Notre-Dame de Paris
Je suis né et ai grandi à Paris. Adolescent, j’adorais « faire les bouquinistes » sur les quais, à la recherche de monnaies anciennes du Moyen-Âge, ou de vieux billets comme les assignats de la Révolution… humbles témoins de la vie passée, qui avaient été touchés, polis, froissés, trésors pour moi, qu’on trouvait encore, ainsi que des vieux livres, chez les bouquinistes au chevet de Notre Dame, qui se dressait là fidèlement dans le paysage familier, à la fois puissante et solide avec ses deux tours massives, et élancée avec sa flèche et les contreforts audacieux de sa nef.
Lundi dernier à 20 heures nous étions sur les quais, à deux pas de chez nous, remplis d’effroi et de sidération à la vue des énormes rougeoiements de l’incendie et des épaisses volutes de fumée qui s’échappaient de l’édifice. Dans la foule compacte bloquée sur les quais par la police à hauteur de la Place Saint-Michel, des badauds, des touristes, mais aussi des Parisiens émus jusqu’aux larmes. La flèche venait de s’écrouler. Les immenses lances à incendie des pompiers arrosaient la tour sud (celle de droite en regardant la façade) pour la refroidir, puis les efforts des sauveteurs se concentrèrent sur la tour nord (celle de gauche). La nuit était tombée. Par moments une pluie irisée de cendres descendait sur nous. Des bribes d'info couraient : on n’était pas sûr de pouvoir sauver les tours. Si les tours étaient atteintes par le feu toute la structure s’effondrerait. La perspective de voir la cathédrale réduite à un tas de ruines était insupportable, impensable, sidérante comme la disparition d’un être proche. Il fallut attendre peu avant 23 heures pour avoir l’information confirmée : les tours et la façade tiendraient…
Passée l’émotion qui emportait tout dans mon esprit, je me suis interrogé sur la puissance de ce ressenti qui me bouleversait.
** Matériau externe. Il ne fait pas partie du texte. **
Issue #7333, opened 2017-02-17
Use the default aspect in mobile version


ldidry:
I choose the "public" aspect by default in my settings, but the mobile version uses the old behavior, sharing with all aspect by default. It should respect the settings.

Diaspora* version: 0.6.3.0
Diaspora* pod: framasphere.org
Phone: Nexus 6P, Android 7.1.1
Browser: Firefox Nightly 54.0a1

Flaburgan:
As the default aspect can be multiple aspects, this is blocked by https://github.com/diaspora/diaspora/issues/7080 we need to be able to select multiple aspects in the mobile publisher first.

Flaburgan:
@pskosinski if you want to work on this please open a PR that fixes #7080 first, and then a new one for this issue. Smaller PRs are easier to review.

SuperTux88:
I also noticed that the section in the settings to set the default aspects is hidden on mobile (makes sense as it isn't working on mobile at the moment anyway), so this should also be changed when this gets fixed.

PR #8217, opened 2021-03-06
7080 multi select on aspects on mobile

tclaus:
Fixes Issue #7080 and updating Pr #7602 from sebastienadam .

Multiple aspects in mobile views. 

Moved Aspects in mobile view in one line with share and upload photos button, as in desktop view. 
This is what aspects selector look on mobile now: 
Bildschirmfoto 2021-03-06 um 20 27 39

**Notes on failing Styling Tests**: The one styling was about renaming a -style issue- to change _ to - and a follow-up not to use IDs at general, so this styling issue was there forever. 

**Notes on Tests**: There are timeouts, but the cases run green. No Idea what to do about this.

### DIFF
--- a/app/assets/stylesheets/mobile/mobile.scss
+++ b/app/assets/stylesheets/mobile/mobile.scss
@@ -658,24 +658,18 @@ form#update_profile_form {
   .submit_block { margin-bottom: 20px; }
 }
 
-select#user_language,
-select#user_color_theme,
-#user_auto_follow_back_aspect_id {
-  padding: 3px;
-}
-
 .hero-unit-mobile {
-  padding: 10px;
-  font-size: 14px;
-  line-height: 18px;
-  color: inherit;
   background-color: $background-grey;
   border-radius: 10px;
+  color: inherit;
+  font-size: 14px;
+  line-height: 18px;
+  padding: 10px;
 }
 
 .search-mobile {
-  text-align: center;
   padding-top: 30px;
+  text-align: center;
 }
 
 input#q.search {
@@ -717,8 +711,9 @@ input#q.search {
   top: 0;
 }
 
-#publisher_mobile {
+#publisher-mobile {
   float: right;
+  margin-left: 5px;
 }
 
 #file-upload-publisher {
--- a/app/assets/stylesheets/mobile/mobile.scss
+++ b/app/assets/stylesheets/mobile/mobile.scss
@@ -676,28 +676,10 @@ input#q.search {
   margin-bottom: 20px;
 }
 
-@mixin aspect-dropdown-link() {
-  $link-text-color: #333;
-
-  a {
-    cursor: pointer;
-    padding-left: 10px;
-
-    .text {
-      color: $link-text-color;
-      font-size: 128%;
-    }
-
-    &:hover {
-      background: $background-grey;
-    }
-  }
-}
-
 .aspect-dropdown {
   li {
     @include selectable-list;
-    @include aspect-dropdown-link;
+    @include aspect-dropdown-link(128%);
 
     .status-indicator {
       display: inline-block;
--- a/app/assets/stylesheets/mobile/mobile.scss
+++ b/app/assets/stylesheets/mobile/mobile.scss
@@ -658,7 +658,9 @@ form#update_profile_form {
   .submit_block { margin-bottom: 20px; }
 }
 
-select#user_language, select#user_color_theme, #user_auto_follow_back_aspect_id, #aspect_ids_ {
+select#user_language,
+select#user_color_theme,
+#user_auto_follow_back_aspect_id {
   padding: 3px;
 }
 
@@ -680,14 +682,39 @@ input#q.search {
   margin-bottom: 20px;
 }
 
-select#aspect_ids_ {
-  width: auto !important;
-  float: right;
-  margin: 0px;
+@mixin aspect-dropdown-link() {
+  $link-text-color: #333;
+
+  a {
+    cursor: pointer;
+    padding-left: 10px;
+
+    .text {
+      color: $link-text-color;
+      font-size: 128%;
+    }
+
+    &:hover {
+      background: $background-grey;
+    }
+  }
+}
+
+.aspect-dropdown {
+  li {
+    @include selectable-list;
+    @include aspect-dropdown-link;
+
+    .status-indicator {
+      display: inline-block;
+      height: 14px;
+      width: 19px;
+    }
+  }
 }
 
 #file-upload-spinner {
-  top: 0px;
+  top: 0;
 }
 
 #publisher_mobile {
--- a/app/assets/stylesheets/mobile/settings.scss
+++ b/app/assets/stylesheets/mobile/settings.scss
@@ -57,3 +57,9 @@
     }
   }
 }
+
+.user-language,
+.user-color-theme,
+.aspect-id {
+  padding: 3px;
+}
--- a/app/assets/stylesheets/mobile/settings.scss
+++ b/app/assets/stylesheets/mobile/settings.scss
@@ -56,10 +56,8 @@
       width: 50px;
     }
   }
-}
 
-.user-language,
-.user-color-theme,
-.aspect-id {
-  padding: 3px;
+  select {
+    padding: 3px;
+  }
 }
--- a/app/views/aspects/_aspect_dropdown.mobile.haml
+++ b/app/views/aspects/_aspect_dropdown.mobile.haml
@@ -1,0 +1,36 @@
+-# Note: all_aspects is a global in the ApplicationController
+:ruby
+  dropdown_css = {"data-toggle" => "dropdown"}
+  if current_user.getting_started?
+    dropdown_css[:title] = popover_with_close_html("2. #{t('shared.public_explain.control_your_audience')}")
+    dropdown_css["data-content"] = t("shared.public_explain.visibility_dropdown")
+  end
+
+.btn-group.aspect_dropdown
+  %button.btn.btn-default.dropdown-toggle{dropdown_css}
+    %i.entypo-lock.small#visibility-icon
+    %span.text
+      = t("all_aspects")
+    %span.caret
+  %ul.dropdown-menu.pull-right{unSelectable: "on"}
+
+    %li.public.radio{"data-aspect_id" => "public"}
+      %a
+        %span.status_indicator
+          %i.glyphicon.glyphicon-ok
+        %span.text
+          = t("public")
+    %li.all_aspects.radio{"data-aspect_id" => "all_aspects"}
+      %a
+        %span.status_indicator
+          %i.glyphicon.glyphicon-ok
+        %span.text
+          = t("all_aspects")
+    %li.divider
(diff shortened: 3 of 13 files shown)


app/assets/stylesheets/mobile/mobile.scss
```diff
@@ -658,39 +658,60 @@ form#update_profile_form {
...
+  }
 }
 
 #file-upload-spinner {
-  top: 0px;
+  top: 0;
 }
 
-#publisher_mobile {
+#publisher-mobile {
```
diaspora-code-review, line 714: Avoid using id selectors

tclaus: Old existing Selector - changed '_ 'to '-'

Flaburgan: Yes you can ignore this one.

tclaus:
@Flaburgan Whats about the time-out tests? Can these be triggered again? Is it something what has its cause in the code?

Flaburgan:
> @Flaburgan Whats about the time-out tests? Can these be triggered again? Is it something what has its cause in the code?

I was checking that yesterday, when we were using Travis I was able to re-run builds, but looks like I can't do that with Github Actions, I don't know if that's a permission problem or a feature not available, can you tell @SuperTux88 ?

SuperTux88:
I can re-trigger it, but if all 4 cucumber tests failed with the same test, it's probably a real error that doesn't go away with re-running it, so there is no point of triggering the tests again with the current state (and the timeout problem with jasmine can just be ignored for this run, it will re-run again on next commit anyway).

tclaus:
> , it will re-run again on next commit anyway).

OK, I will check this again. Thanks for the analysis.

tclaus:
All tests runs well locally - so if any of these still fail, I request some help.

features/step_definitions/web_steps.rb
```diff
@@ -31,7 +31,7 @@ def with_scope(locator)
 
 When /^(?:|I )press "([^"]*)"(?: within "([^"]*)")?$/ do |button, selector|
   with_scope(selector) do
-    click_button(button)
+    find_button(button).trigger('click')
```
diaspora-code-review, line 34: Style/StringLiterals: Prefer double-quoted strings unless you need single quotes to avoid extra backslashes for escaping.

features/support/env.rb
```diff
@@ -23,8 +23,13 @@
 
 Capybara.server = :webrick
 
+options = {
+  window_size: [1920, 1080],
+  timeout: 30
```
diaspora-code-review, line 28: Layout/HashAlignment: Align the keys and values of a hash literal if they span more than one line.

features/support/env.rb
```diff
@@ -23,6 +23,11 @@
 
 Capybara.server = :webrick
 
+options = {
```
diaspora-code-review, line 26: Lint/UselessAssignment: Useless assignment to variable - `options`.

features/mobile/posts_from_main_page.feature
```diff
@@ -21,8 +21,10 @@ Feature: posting from the mobile main page
   Scenario: post and delete some text
     Given I visit the mobile publisher page
     And I append "I am eating yogurt" to the publisher
-    And I select "Unicorns" from "aspect_ids_"
-    And I press "Share"
+    And I press the aspect dropdown
+    And I toggle the aspect "Unicorns"
```
Flaburgan, line 25: Could you please add a test where you post to two different aspects and check that the post is visible in these two and only these two?

Flaburgan (changes requested):
Great job, it is working well and the design is nice. Only a comment about the test coverage and then we should be good to go.

features/mobile/posts_from_main_page.feature
tclaus: Oui.

tclaus: @Flaburgan Can it be that there is no test for setting more than one aspect at same time? Even in Desktop-Mode?

Flaburgan: They are: https://github.com/diaspora/diaspora/blob/develop/features/desktop/posts_from_main_page.feature#L58

tclaus: Help requested - cucumber tests still won't work. I don't get test to work - the Aspects button will (in test) not expand, or aspects are not 'visible' However - on real browser everything seems to work.

features/step_definitions/aspects_steps.rb
```diff
@@ -112,6 +116,12 @@ def aspect_dropdown_visible?
   click_aspect_dropdown
 end
 
+When /^I press the share button$/ do
+  # There were issues 'clicking' the share button on mobile
+  click_share_button
+  sleep 1 # Wait a little bit - especially on mobile views shaing dont works every time
```
jhass, line 122: Ideally there's some UI change we can observe and wait for, something like `expect(page).to have_selector("#dropdown.visible")`, did you have any luck with something like this? :)

app/views/aspects/_aspect_dropdown.mobile.haml
```diff
@@ -0,0 +1,36 @@
+-# Note: all_aspects is a global in the ApplicationController
+:ruby
+  dropdown_css = {"data-toggle" => "dropdown"}
+  if current_user.getting_started?
+    dropdown_css[:title] = popover_with_close_html("2. #{t('shared.public_explain.control_your_audience')}")
+    dropdown_css["data-content"] = t("shared.public_explain.visibility_dropdown")
+  end
```
jhass, line 7: I went through the sign up flow on mobile and even reaching the publisher page already had `getting_started` be `false` on my new user. Manually setting it back to `true` showed for this to have no effect. Let's drop this.

tclaus:
@Flaburgan @jhass  I added cucumber tests. 
Note: I went into serous problems creating and running these tests because I had to learn to run `rake assets:precompile ` whenever I change templates before running cucumber tests! Cucumber then runs on something 'old'.

tclaus:
Ping @jhass / @Flaburgan 
I added tests and fixed code.  Can you approve it now?
(The whining pronto/scss is a "Avoid using id selectors" which is from the legacy code and built more deep into architecture to change to in passing by)

tclaus:
Issues are solved, tests added, everything is green. Is there anything more to do for an approval? 
@Flaburgan , @jhass

SuperTux88 (changes requested):
There are some mostly minor things I found, but I think it should be quick to fix them. Can you please also squash some of the commits together (style fixes, cleanup and reverts should just be squashed with the commit where it was initially changed, so we only end up with commits with actual changes and meaningful commit messages).

Sidenote: this doesn't fix #7333 yet, and that is fine and can be done in a separate PR. But I think it should be fixed in the same release as this one gets merged, otherwise it will be even more confusing for users as it already is.

app/assets/stylesheets/mobile/mobile.scss
```diff
@@ -658,40 +658,62 @@ form#update_profile_form {
   .submit_block { margin-bottom: 20px; }
 }
 
-select#user_language, select#user_color_theme, #user_auto_follow_back_aspect_id, #aspect_ids_ {
-  padding: 3px;
-}
-
```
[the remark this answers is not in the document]
tclaus: I have added this again, except the aspect_ids_. A bad way to define styles for programmatic built Ids.. I found the f.select .. part which builds this Ids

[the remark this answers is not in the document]
SuperTux88: Not really the scope of this PR, but maybe it can be replaced by just a class then instead, which then doesn't need to be programmatically built and can be easier found? Or just select all `select` elements on the settings page (no idea why it's only these specific elements)? :thinking:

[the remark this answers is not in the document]
tclaus: I changed it to class settings. But I do not "see" any change when a select element has a padding.

app/assets/stylesheets/mobile/mobile.scss
```diff
@@ -658,40 +658,62 @@ form#update_profile_form {
...
+    .text {
+      color: $link-text-color;
+      font-size: 128%;
+    }
+
+    &:hover {
+      background: $background-grey;
+    }
+  }
+}
```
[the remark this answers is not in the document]
tclaus: This is always inside a mixin. I don't change it (for know)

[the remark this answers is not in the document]
SuperTux88: Yes, it's a mixin, but it's almost the same mixin defined twice, and both time it's only used once. Defining it once and using it twice would be better (and the one little difference can then just be added as an override where it needs to be different).

app/assets/stylesheets/mobile/mobile.scss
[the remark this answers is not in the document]
SuperTux88: With the `padding: 3px`:
image
Without the `padding: 3px`:
image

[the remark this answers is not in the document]
tclaus: Ah, now I see it. Thanks.

app/assets/stylesheets/mobile/mobile.scss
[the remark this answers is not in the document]
tclaus: @SuperTux88 I moved this into a nice mixin.

app/assets/stylesheets/mobile/settings.scss
```diff
@@ -57,3 +57,9 @@
     }
   }
 }
+
+.user-language,
+.user-color-theme,
+.aspect-id {
```
SuperTux88, line 63: With "replaced by just a class" I meant using one class for all of them together, so you don't need a separate class for each element. Like for example `.settings-dropdown` or something like that. Or as said, it probably also works if you just select all the `select` elements on the settings page, so no extra class is needed at all? That way it would also automatically work if for some reason we would add another dropdown which should also be styled that way on mobile.

```suggestion
.settings-container select {
```

(or better move it with only `select` inside the `.settings-container` block above :) )

SuperTux88 (changes requested):
Looks good :+1: only one last little thing.

app/assets/stylesheets/mobile/settings.scss
tclaus: I now have set the property to all selects inside the settings-container

app/views/users/_edit.haml
```diff
@@ -71,7 +71,7 @@
         %h3= t(".change_color_theme")
         = form_for "user", url: edit_user_path, html: {method: :put} do |f|
           .form-inline.clearfix
-            = f.select :color_theme, available_color_themes, {}, class: "form-control form-group"
+            = f.select :color_theme, available_color_themes, {}, class: "form-control form-group color-theme"
```
SuperTux88, line 74: There is still a leftover class here.

tclaus: Removed, thanks for being such an eagle-eye.

SuperTux88 (approved):
Looks good now :cookie:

Notre-Dame pour moi c’était d’abord une figure familière dans le paysage de l’île de la Cité, mais plus que cela, une présence tutélaire assurant un lien visible, sensible, avec tous ceux du passé qui nous ont précédés sur ce sol et ont fait notre histoire avec leur élan, leur foi, leurs aspirations, leurs peines, leurs travaux dont les pierres ou la « forêt » de chênes de la charpente à jamais disparue portaient la marque. Ce lien est vivant pour moi — et il a failli disparaître visiblement. C’est pour cela que j’ai pensé à une mort.
Mais aujourd’hui l’édifice, grand corps blessé, défiguré, affreusement mutilé est toujours là ; il n’a pas été réduit, comme on a pu le craindre au pire moment, à un champ de ruines ; il sera ce grand corps, réparé ; on peut même espérer que la reconstruction mobilisera les élans, les énergies comme jadis — car l’âme de l’édifice est toujours incarnée en ces murs.
Comment ne pas penser à ces vers d’Alphonse de Lamartine « Objets inanimés, avez-vous donc une âme »… à remettre dans le contexte entier du poème « Milly terre natale ». Lamartine évoque sa terre d’enfance, les paysages familiers, le nom de sa « patrie » qui « résonne de loin dans [son] âme attendrie » ; le poème s’achève sur ces mots :
« Objets inanimés, avez-vous donc une âme/ Qui s'attache à notre âme et la force d'aimer ? »
Ainsi de Notre-Dame en l’île de la Cité. C’est peut-être cela que nous avons ressenti si intensément en ce soir tragique : la présence forte d’une âme séculaire qui nous inspire et nous guide sur le chemin de notre longue histoire commune.